## TASK INSTRUCTIONS
If a line below contains the string "style", copy it out.

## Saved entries
■ ■ ■

PR #182, opened 2021-05-08
feat: upload AppMap to AppLand server

artemvaskoo:
**First version of AppMap Uploader**

For test purpose, I had to change `appmap` dependency to be loaded from a local file, as there's no released version yet.

When running `npm install`, remove `node_modules/@appland/appmap` if you encounter installation errors, as it apparently cannot be replaced by a symlink automatically.

After uploading, it displays a notification and opens a browser window, where the uploaded data is collected and added to the user profile. For that to work, you have to use `feature/vscode-upload-handling` branch for AppLand from `Appmap-server` PR#863(https://github.com/applandinc/appmap-server/pull/863) and change `appMap.appLandURL` configuration value to point to your local instance.

### DIFF
--- a/package.json
+++ b/package.json
@@ -108,6 +108,11 @@
           "type": "string",
           "default": "",
           "description": "Path for remote recordings"
+        },
+        "appMap.applandUrl": {
+          "type": "string",
+          "default": "https://app.land",
+          "description": "URL of an AppLand cloud instance for AppMap storage"
         }
       }
     },
--- a/package.json
+++ b/package.json
@@ -202,9 +202,9 @@
     "semantic-release": "semantic-release"
   },
   "devDependencies": {
-    "@babel/core": "^7.12.10",
-    "@babel/preset-env": "^7.12.11",
-    "@babel/preset-typescript": "^7.12.7",
+    "@babel/core": "^7.14.3",
+    "@babel/preset-env": "^7.14.2",
+    "@babel/preset-typescript": "^7.13.0",
     "@semantic-release/changelog": "^5.0.1",
     "@semantic-release/exec": "^5.0.0",
     "@semantic-release/git": "^9.0.0",
@@ -237,6 +237,7 @@
     "style-loader": "^2.0.0",
     "tape": "^5.1.1",
     "temp": "^0.9.4",
+    "terser-webpack-plugin": "^5.1.2",
     "ts-loader": "^8.0.14",
     "ts-node": "^10.0.0",
     "tslib": "^2.1.0",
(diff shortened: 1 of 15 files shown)


src/appmapUploader.ts
```diff
@@ -0,0 +1,45 @@
...
+    const upload_url = this.getUploadUrl();
+
+    axios
+      .post(
+        upload_url,
+        {
+          data: appMapFile.getText(),
+        },
+        {
+          headers: { 'X-Requested-With': 'VSCodeUploader' },
```
kgilpin, line 15: I suggest instead to post the data to an /api route. That will make sense for this flow, and to get a JSON response. It will also be more clear to document.

artemvaskoo: Okay I will change

sashahonchar (approved):

package.json
```diff
@@ -178,7 +188,8 @@
     "webpack-cli": "^4.3.1"
   },
   "dependencies": {
-    "@appland/appmap": "2.3.4",
+    "@appland/appmap": "file:../appmap-js",
```
dustinbyrne, line 191: You can use `npm link` to avoid this
https://docs.npmjs.com/cli/v7/commands/npm-link

package.json
```diff
@@ -178,7 +188,8 @@
...
+    "axios": "^0.21.1",
```
dustinbyrne, line 192: This is a bit nit-picky, but we've included [`bent`](https://www.npmjs.com/package/bent) for making HTTP requests. Do we need this dependency?

package.json
```diff
@@ -75,6 +75,16 @@
         "icon": "$(extensions-filter)"
       }
     ],
+    "configuration": {
+      "title": "AppMap",
+      "properties": {
+        "appMap.appLandURL": {
```
dustinbyrne, line 81: Can we rename this key to `appmap.serverURL`?

dustinbyrne (changes requested):

artemvaskoo:
Updated with telemetry and confirmation

Currently, the confirmation button works globally and will allow any `appmap` to be uploaded after the first one is confirmed. It will need more time to develop if we want to add per-file confirmation.

kgilpin:
Once seems fine to me

kgilpin:
Or simply upload to default URL https://app.land

sashahonchar:
I don't think it's a good idea to hard-code server URL. @kgilpin 
It's better to show an error notification when URL settings is empty. https://github.com/applandinc/vscode-appland/pull/182/commits/15e5cd5adb199af3e5f260a7714cc808e7d69666

kgilpin:
Why would we require the user to enter a setting which is the same for 99%
of users?

sashahonchar:
I agree, when user setting is empty it's better to use https://app.land as default server. 
https://github.com/applandinc/vscode-appland/pull/182/commits/3cbff63bd5b39867bddbe64f71261836f072f457

artemvaskoo:
> Why would we require the user to enter a setting which is the same for 99% of users?
It should not be empty unless it's manually set to empty, because there's a default value for it in `package.json`

dustinbyrne (approved):

Issue #177, opened 2021-05-04
Remote recording actions exist as commands


dustinbyrne:
The command takes a single argument: the target endpoint.
ex: `localhost:3000`, `localhost:8080/myapp`

Commands added:
- [ ] Start recording
- [ ] Stop recording

PR #183, opened 2021-05-12
feat: remote recording commands

sashahonchar:
Fixes: #177 
Fixes: https://github.com/applandinc/appmap-js/issues/201


src/remoteRecording.ts
```diff
@@ -0,0 +1,54 @@
...
+    const request = bent('http://' + baseURL, 'POST', 'json', 200);
+
+    try {
+      await request(this.RECORDING_URI);
+      vscode.window.showInformationMessage(`Recording started at "${baseURL}"`);
+    } catch (e) {
+      vscode.window.showErrorMessage(`Start recording failed: ${e.name}: ${e.message}`);
+    }
+  }
+  static async getStatus(): Promise<void> {
```
dustinbyrne, line 22: Can we split up the HTTP client from the VSCode logic to keep things flexible?

I'd expect the HTTP client to be fit into or be similar to one of the following interfaces:
```ts
interface RecordingClient {
  url: string;

  start(): Promise<void>;
  stop(): Promise<string>;
  status(): Promise<Record<string, unknown>>;
}
```

e.g.:
```ts
const client = new MyRecordingClient('https://localhost:3001');
await client.start();

// ...

const appmap = buildAppMap(await client.stop()).build();
```

Alternatively, as static methods as you currently have it implemented. This probably makes the most sense for this use case. Bonus points for [maintaining functional style](https://www.gamasutra.com/view/news/169296/Indepth_Functional_programming_in_C.php).
```ts
interface RecordingClient {
  start(url: string): Promise<void>;
  stop(url: string): Promise<string>;
  status(url: string): Promise<Record<string, unknown>>;
}
```

The rest of the VSCode logic (`showInputBox`, `showInformationMessage`, etc.) can exist in the command definition.

src/remoteRecording.ts
```diff
@@ -0,0 +1,54 @@
...
+    }
+  }
+  static async stop(): Promise<void> {
+    const baseURL = await this.getBaseUrl();
+    const request = bent('http://' + baseURL, 'DELETE', 'json', 200);
+
+    try {
+      const response = (await request(this.RECORDING_URI)) as string;
+
+      const document = await vscode.workspace.openTextDocument({
```
dustinbyrne, line 43: I'd like to immediately pop open the AppMap viewer. Any ideas?

An easy fix would be to save the file to disk. Alternatively, a [`TextDocumentContentProvider`](https://code.visualstudio.com/api/extension-guides/virtual-documents#textdocumentcontentprovider) could also work, if the URI ends with `.appmap.json`. Stopping the recording would instead open a file using a custom scheme (something like `appmap-remote://https%3A%2F%2Flocalhost:3000.appmap.json`) which parses the URI, issues a stop request to the endpoint, and returns the JSON document as a `string`.

I'm sure I've left out some details, so please reach out with questions if you'd like some help with this.

dustinbyrne (changes requested):
Looking good! I left a few comments.

src/remoteRecording.ts
sashahonchar: It's not possible to create an object definition like this:
```javascript
const client = new MyRecordingClient('https://localhost:3001');
await client.start();
// ...
const appmap = buildAppMap(await client.stop()).build();
```
The reason is we will ask user for server URL before every command execution.

src/remoteRecording.ts
```diff
@@ -0,0 +1,54 @@
...
+      };
+      const recordingStatus = response.enabled ? 'enabled' : 'disabled';
+      vscode.window.showInformationMessage(`Recording status at "${baseURL}": ${recordingStatus}`);
+    } catch (e) {
+      vscode.window.showErrorMessage(`Recording status failed: ${e.name}: ${e.message}`);
+    }
+  }
+  static async stop(): Promise<void> {
+    const baseURL = await this.getBaseUrl();
+    const request = bent('http://' + baseURL, 'DELETE', 'json', 200);
```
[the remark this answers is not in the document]
sashahonchar: Done https://github.com/applandinc/vscode-appland/pull/183/commits/d81689abff5c3e47f4c9ca9fe2ba07a932e532ae

src/remoteRecording.ts
```diff
@@ -0,0 +1,54 @@
...
+export default class RemoteRecording {
+  private static readonly RECORDING_URI = '/_appmap/record';
+  private static async getBaseUrl(): Promise<string | undefined> {
+    return await vscode.window.showInputBox({
+      placeHolder: 'URL of remote recording server, eg "localhost:3000"'
+    });
+  }
+  static async start(): Promise<void> {
+    const baseURL = await this.getBaseUrl();
+    const request = bent('http://' + baseURL, 'POST', 'json', 200);
```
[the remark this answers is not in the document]
sashahonchar: Done https://github.com/applandinc/vscode-appland/pull/183/commits/6b2744f7e854816acb4d5e77ef938bb36d38946c

src/remoteRecording.ts
dustinbyrne: Sorry, the example I gave is confusing. I don't expect to start/stop in the same block. I'm advocating for separation of the HTTP client and VS code interaction logic:

```ts
context.subscriptions.push(
  vscode.commands.registerCommand('appmap.startRemoteRecording', () => {
    const baseURL = (await getBaseUrl()) || '';
    if (baseURL === '') {
      return;
    }

    try {
      RemoteRecording.start(baseURL);
      vscode.window.showInformationMessage(`Recording started at "${baseURL}"`);
    } catch (e) {
      vscode.window.showErrorMessage(`Start recording failed: ${e.name}: ${e.message}`);
    }
  })
);
```

dustinbyrne (changes requested):
Hi @sashahonchar, I have a few more items that came up earlier today.

- Upon stopping the recording, prompt the user to name the AppMap. This should set the `metadata.name` property before saving the file out or displaying it in the editor.
- A status bar indicator should be present while a recording is in progress. Clicking the indicator stops the recording and prompts the user to enter a name. This action should be able to be cancelled, and the recording continued.
- A history of service URLs saved per-workspace. As a user, I don't want to have to re-enter my service URL every time I start a recording. The user can either type in a service URL or select a previous service URL from a list. The history is unique to the current workspace path.
- A button is added to the AppMap panel to start a new recording. Other button definitions are found here: https://github.com/applandinc/vscode-appland/blob/master/package.json#L116-L125

kgilpin:
When the new AppMap is saved, it should also be processed with the Indexer,
so that it can be efficiently searched and compared.

kgilpin:
I guess you can shell out to the index CLI command to do this.

src/remoteRecording.ts
sashahonchar: Done https://github.com/applandinc/vscode-appland/pull/183/commits/2bdf340efbf2010166c5245dcb69a059c819f61a

src/extension.ts
```diff
@@ -51,4 +60,108 @@ export async function activate(context: vscode.ExtensionContext): Promise<void>
...
+
+      try {
+        RemoteRecording.start(remoteURL);
+
+        statusBarItem.text = `$(record) Remote recording is running on ${remoteURL}`;
+        statusBarItem.show();
+
+        vscode.window.showInformationMessage(`Recording started at "${remoteURL}"`);
+      } catch (e) {
+        vscode.window.showErrorMessage(`Start recording failed: ${e.name}: ${e.message}`);
```
dustinbyrne, line 90: This should also clear state. Otherwise, we cannot try again.
```js
remoteURL = null;
```

src/extension.ts
```diff
@@ -51,4 +60,108 @@ export async function activate(context: vscode.ExtensionContext): Promise<void>
...
+      }
+
+      remoteURL = (await getBaseUrl()) || '';
+
+      if (remoteURL === '') {
+        return;
+      }
+
+      try {
+        RemoteRecording.start(remoteURL);
```
dustinbyrne, line 83: This call requires `await`, otherwise an exception will never be handled in this scope.

package.json
```diff
@@ -117,11 +130,16 @@
...
         },
         {
           "command": "appmap.findByName",
           "when": "view == appmap.views.local && appmap.hasData",
+          "group": "navigation@1"
+        },
+        {
+          "command": "appmap.startRemoteRecording",
+          "when": "view == appmap.views.local && appmap.hasData",
           "group": "navigation@0"
```
dustinbyrne, line 143: Can we add a `when` condition to display a stop command if a recording is already in progress?

dustinbyrne:
I found a method for displaying an input box with an optional pre-populated item selection. 

```js
import * as vscode from 'vscode';

export default class QuickPickHistory {
  public static async open(): Promise<string> {
    const quickPick = vscode.window.createQuickPick();

    // Add historical endpoints here
    quickPick.items = [{ label: 'a' }, { label: 'b' }, { label: 'c' }];

    // Configure the rest of the input box (placeholder, etc.) 

    return new Promise((resolve) => {
      quickPick.show();
      quickPick.onDidAccept((e) => {
        // If no label is selected, fall back to the input value instead
        console.log(quickPick.selectedItems[0]?.label, quickPick.value);
        resolve(quickPick.selectedItems[0]?.label || quickPick.value);
      });
    });
  }
}
```

sashahonchar:
Fixes: #201

dustinbyrne (approved):

PR #232, opened 2021-06-09
fix: get/set Appmap state

sashahonchar:
This functionality was added in #169 , but later it was removed because there was a bug with not working `setState` command when few Appmaps were opened.

### DIFF
--- a/src/extension.ts
+++ b/src/extension.ts
@@ -92,6 +92,33 @@ export async function activate(context: vscode.ExtensionContext): Promise<void> 
       })
     );
 
+    context.subscriptions.push(
+      vscode.window.registerUriHandler({
+        handleUri(uri: vscode.Uri) {
+          if (uri.path === '/open') {
+            const queryParams = new URLSearchParams(uri.query);
+
+            if (queryParams.get('uri')) {
+              vscode.commands.executeCommand(
+                'vscode.open',
+                vscode.Uri.parse(queryParams.get('uri') as string)
+              );
+            }
+
+            if (queryParams.get('state')) {
+              // let's give some time to open AppMap file before setting state
+              setTimeout(() => {
+                vscode.commands.executeCommand(
+                  'appmap.setAppmapStateNoPrompt',
+                  queryParams.get('state')
+                );
+              }, 1000);
+            }
+          }
+        },
+      })
+    );
+
     registerUtilityCommands(context, properties);
 
     vscode.env.onDidChangeTelemetryEnabled((enabled: boolean) => {
--- a/src/extension.ts
+++ b/src/extension.ts
@@ -106,13 +106,7 @@ export async function activate(context: vscode.ExtensionContext): Promise<void> 
             }
 
             if (queryParams.get('state')) {
-              // let's give some time to open AppMap file before setting state
-              setTimeout(() => {
-                vscode.commands.executeCommand(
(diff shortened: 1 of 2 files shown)


kgilpin:
Will it be easy to go to a specific event in the Trace view? If I know the
event ID?

sashahonchar:
I think we should create new command for that @kgilpin

dustinbyrne:
Don't we support that already through the `currentView` key?

src/scenarioViewer.ts
```diff
@@ -32,6 +33,8 @@ export class ScenarioProvider implements vscode.CustomTextEditorProvider {
     webviewPanel: vscode.WebviewPanel
     /* _token: vscode.CancellationToken */
   ): Promise<void> {
+    ScenarioProvider.currentWebView = webviewPanel;
```
dustinbyrne, line 36: Is this also executed when switching tabs?

sashahonchar: No, It's not executed when you switch between 2 opened appmap viewers in VSCode

dustinbyrne: Is there a way to listen for that event? Or can we avoid the issue by accepting two arguments instead:
- a path to an AppMap file to be opened by the command
- a state string to be immediately loaded upon opening

sashahonchar: @dustinbyrne , I reviewed VSCode docs and found a solution. https://github.com/applandinc/vscode-appland/pull/232/commits/427e42761d12cb2e556a341ffe1bb5100e31d439

kgilpin:
@sashahonchar is this branch still alive?

I need a command to open the trace view to a specified event.

sashahonchar:
> @sashahonchar is this branch still alive?
> 
> I need a command to open the trace view to a specified event.

@kgilpin , @dustinbyrne  I think this branch should be closed and new issue with detailed description should be opened.

sashahonchar:
@kgilpin, Yeah, I just rebased this branch from master.

dustinbyrne (approved):
I'm happy to merge this as-is, but I think to better support Kevin's use-case, the command should take both a file and state string. Then, once executed, will open the file with the given state. I'll open an issue.

dustinbyrne:
https://github.com/applandinc/vscode-appland/issues/336

src/extension.ts
```diff
@@ -86,6 +86,33 @@ export async function activate(context: vscode.ExtensionContext): Promise<void>
...
+            }
+
+            if (queryParams.get('state')) {
+              // let's give some time to open AppMap file before setting state
+              setTimeout(() => {
+                vscode.commands.executeCommand(
+                  'appmap.setAppmapStateNoPrompt',
+                  queryParams.get('state')
+                );
+              }, 1000);
```
dustinbyrne, line 109: This `setTimeout` seems fragile. Is it possible to send this state as part of the command to open the file?

sashahonchar: Good point!
Now we gonna store it in `globalState` and apply after webview load. https://github.com/applandinc/vscode-appland/pull/232/commits/b618f57285e43d50cffd5a25a4f9bcaa539aba0e

dustinbyrne:
I've looked at the code, but I still need to try running this myself. I'll have a chance tomorrow.

PR #356, opened 2024-09-13
Introduce env APP_ENV and use it in AccessControlService

fraxachun:


johnnyomair (commented):
Alternatively, we could add a more specific `ALLOW_VIVID_USERS` variable. Is having this app env variable okay with twelve factor? It's still coming from the environment, but we have additional ifs in the code.

johnnyomair (approved):

dkarnutsch (approved):
It would be nice to display the env as a badge in the Admin (or at least in the html title)

nsams:
I also don't think we should have such a generic named env var, as it makes devs too easy to use it where a real env var would be more appopriate. (12-factor)

> A distinction between the environments will be necessary also for other cases than applying vivid users.

what cases do you think of?

thomasdax98 (approved):

PR #358, opened 2024-09-13
Allow setting base-path for admin

fraxachun:
Precondition to simplify deployment (we can eleminate the second auth-proxy then).


admin/src/config.tsx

■ ■ ■

## TASK RESPONSE
     "style-loader": "^2.0.0",
Alternatively, as static methods as you currently have it implemented. This probably makes the most sense for this use case. Bonus points for [maintaining functional style](https://www.gamasutra.com/view/news/169296/Indepth_Functional_programming_in_C.php).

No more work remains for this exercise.